Early life and education
Shrigley was born 17 September 1968 in Macclesfield, Cheshire. He moved with his parents and sister to Oadby, Leicestershire when he was two years old. He took the Art and Design Foundation course at Leicester Polytechnic in 1987, and then studied environmental art at Glasgow School of Art from 1988 to 1991. Talking about his final degree show, Shrigley later told The Guardian'''s Becky Barnicoat, "I thought my degree show was brilliant, but the people who were marking it didn't. I got a 2:2. They didn't appreciate my genius.[…] I didn't sell anything at the show – it was 1991, before the YBAs. There wasn't a precedent for people selling work that wasn't figurative painting". Before becoming a full-time artist, Shrigley worked as a gallery guide at the CCA in Glasgow, where he would use the gallery's equipment to self-publish a series of books of his drawings.

Work

As well as authoring several books, he directed the video for Blur's "Good Song" and also for Bonnie 'Prince' Billy's "Agnes, Queen of Sorrow". In 2005 he designed a London Underground leaflet cover. Since 2005, he has contributed a cartoon for The Guardians Weekend magazine every Saturday. Other projects have included the album Worried Noodles (Tom Lab, 2007) where musicians interpret his writings as lyrics, including collaborations by David Byrne, Hot Chip, and Franz Ferdinand. 
 
Shrigley co-directed a short film with director Chris Shepherd called Who I Am And What I Want (2005), based on Shrigley's book of the same title, with Kevin Eldon voicing its main character, Pete. Shrigley also produced a series of drawings and t-shirt designs for the 2006 Triptych festival, a Scottish music festival lasting for three to four days in three cities.
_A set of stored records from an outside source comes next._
PR #99, opened 2020-02-10
Minor changes to wrk/wk2

johnaohara:
- Issue with displaying help info defaulting to wrk for wrk and wrk2 command
 - Set default values for connections, duration and threads to values used by original wrk/wrk2
 - Disable periodic throughput statistics written to output buffer. re-enabled via '-p' command option

I have fixed one issue wrt to resolving the correct help info.  The other changes make the commands behaviour like the original wrk and wrk2 commands, so implements the same default values and requires a new cl option '-p' to enable periodic output of throughput during the test phase of the commands

### DIFF
--- a/cli/src/main/java/io/hyperfoil/cli/commands/WrkAbstract.java
+++ b/cli/src/main/java/io/hyperfoil/cli/commands/WrkAbstract.java
@@ -106,7 +106,7 @@ public abstract class WrkAbstract {
          }
          if (cr != null) {
             try {
-               System.out.println(cr.getCommandRegistry().getCommand("wrk", "wrk").printHelp("wrk"));
+               System.out.println(cr.getCommandRegistry().getCommand(getCommand(), getCommand()).printHelp(getCommand()));
             } catch (CommandNotFoundException ex) {
                throw new IllegalStateException(ex);
             }
@@ -117,13 +117,13 @@ public abstract class WrkAbstract {
 
    //   @CommandDefinition(name = "wrk", description = "Runs a workload simluation against one endpoint using the same vm")
    public abstract class AbstractWrkCommand implements Command<HyperfoilCommandInvocation> {
-      @Option(shortName = 'c', description = "Total number of HTTP connections to keep open", required = true)
+      @Option(shortName = 'c', description = "Total number of HTTP connections to keep open", defaultValue = "10")
       int connections;
 
-      @Option(shortName = 'd', description = "Duration of the test, e.g. 2s, 2m, 2h", required = true)
+      @Option(shortName = 'd', description = "Duration of the test, e.g. 2s, 2m, 2h", defaultValue = "10s")
       String duration;
 
-      @Option(shortName = 't', description = "Total number of threads to use.")
+      @Option(shortName = 't', description = "Total number of threads to use.", defaultValue = "2")
       int threads;
 
       @Option(shortName = 's', description = "!!!NOT SUPPORTED: LuaJIT script")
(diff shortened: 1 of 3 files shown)


cli/src/main/java/io/hyperfoil/cli/commands/WrkAbstract.java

He also designed twelve different covers for Deerhoof's 2007 record, Friend Opportunity. In the same year he also designed the title sequence for the film Hallam Foe, as well as the drawings and the writing in Hallam's on-screen diaries. 

In 2014, Jonathan Jones reviewed Shrigley's work Brass Tooth, writing, "David Shrigley must have had a big, toothy grin when he created multiple editions of his sculpture Brass Tooth, which goes on sale for £1,200 a pop at the London art fair this week. It is a cast of a single tooth – including the roots – and is typical of Shrigley's sly, subversive, humorous art in how it brings a modern art cliche crashing down to Earth".

In 2015, he designed "Kingsley", a mascot for Scottish football team Partick Thistle as part of a sponsorship deal. The mascot's design was the object of some amusement, with Scottish BuzzFeed reporter Jamie Ross describing it as "based on every nightmare I had as a child."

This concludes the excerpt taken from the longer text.